What if NoSQL means Not Only SQL

I was having a conversation earlier today with a fellow software consultant who felt he was in a predicament: he had a problem domain that needed the ability to write versatile queries over related data, but he felt he couldn’t recommend the team use SQL! The buzz and hype around the range of available NoSQL choices had got to a point where he found himself having to justify recommending a tool that he felt would fit the requirements well, but if he put forward an alternative – which after comparing feature sets he felt would be tougher to fit to the team’s needs – it would be an easier sell. Obviously, it’s unfortunate that many teams find themselves under pressure to go in a certain direction – sometimes this is a CTO with a particular itch to scratch, or a (often first time!) tech lead who wants to exercise authority, and this is not limited to data. However, it seems to me that the NoSQL movement needs to be taken in the right spirit.

There is a wide range of database paradigms out there – and that has been true for a long time. The fact that relational databases, specifically SQL, became the de facto choice for so many organizations for so long wasn’t healthy; it came about mostly in response to the emergence of major players in the field who were perhaps too effective at selling their products, and it is fair to say that for much of that time, the alternatives weren’t given enough consideration. What has been great about the NoSQL movement is that attention has been spread to these other technologies, but the danger is that this becomes an “anything but SQL” reaction, rather than a positive opportunity to consider SQL alongside other technologies on an equal footing.

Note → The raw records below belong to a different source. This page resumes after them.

PR #36401, opened 2026-06-28
refactor(daemon): dispatch plugin shutdown hooks through the unified runHook pipeline

dvargasfuertes:
## Prompt / plan

> we don't run the plugin shutdown hooks during the actual shutdown handler — at the same time, we have something else in the shutdown that we are running that is called `runShutdownHooks`. Time to combine these two concepts.

Investigation showed plugin shutdown hooks *did* already fire during the daemon shutdown handler, but `shutdown` was the **only** lifecycle hook never dispatched through the unified `runHook(name, ctx)` pipeline — it was special-cased through two divergent bespoke paths. The agreed direction (confirmed before implementing) was to make `shutdown` a first-class pipeline hook invoked from the shutdown handler, while preserving reverse-order surface teardown and tool/route unregistration.

### What changed
- **`runHook(HOOKS.SHUTDOWN, …)` is now fired from the daemon shutdown handler** (`shutdown-handlers.ts`) — the same dispatch path every other lifecycle hook uses. `getHooksFor` already unions default/test plugins (in-process registry) and user/workspace hooks (mtime cache), so this covers exactly the owner set the two old closures covered.
- The two shutdown-registry closures (`"plugins"` in `external-plugins-bootstrap.ts`, `"user-plugins"` in `mtime-cache.ts`) now **only unregister plugin surfaces** (tools/routes) in reverse order. The handler runs them first, so all surfaces are gone before any `shutdown` hook executes — preserving the "no traffic hits a plugin handler during onShutdown" invariant — and each hook fires exactly once (no double-dispatch).
- `teardownPlugin` split into `unregisterPluginSurfaces` + `invokePluginShutdownHook`; the composed form is kept for the **bootstrap-failure rollback** path (still needs per-owner onShutdown).
- `deactivatePlugin` (runtime plugin removal) keeps its per-owner `runShutdownHook` call — routing it through `runHook` would fire every owner's hook.
- New `markShuttingDown()` guard prevents the `getHooksFor` scan triggered on the shutdown path from activating (and `init`-ing) a plugin whose files appear mid-shutdown.

### Behavior changes (intentional)
- `shutdown` hook **functions** now run in pipeline/registration order (like `init` and every other hook). Reverse-order **surface** teardown is preserved.
- A runtime-`.disabled` plugin is now filtered from shutdown dispatch by `isPluginDisabled`, consistent with the rest of the lifecycle.

## Test plan
- Updated/added tests:
  - `plugin-bootstrap.test.ts` — shutdown hooks now asserted via `runHook` in registration order; flag-gated and `.disabled` plugins verified to not fire shutdown through the pipeline.
  - `plugin-route-contribution.test.ts` — handle-keyed identity moved to a registry-level test; new e2e asserts every contributing plugin's hook fires once *after* its surfaces are unregistered.
  - `mtime-cache.test.ts` — `markShuttingDown()` suppresses mid-shutdown activation; user-land `shutdown` hook surfaced through the unified lookup.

All database paradigms have their own prioritized set of features, which translate to strengths and weaknesses at performing particular tasks. Understanding these trade-offs and how they apply to your team’s project is the key skill. If you’re going to take an alternative technology, and spend your whole time trying to work around it or turn it into something it’s not designed to be, that’s at best a huge waste of time, and more than likely going to be the cause of big problems. Whatever domain you have, the odds are there are a product – or some permutation of products – that suit it well, so why waste time choosing something that doesn’t fit when there are options out there!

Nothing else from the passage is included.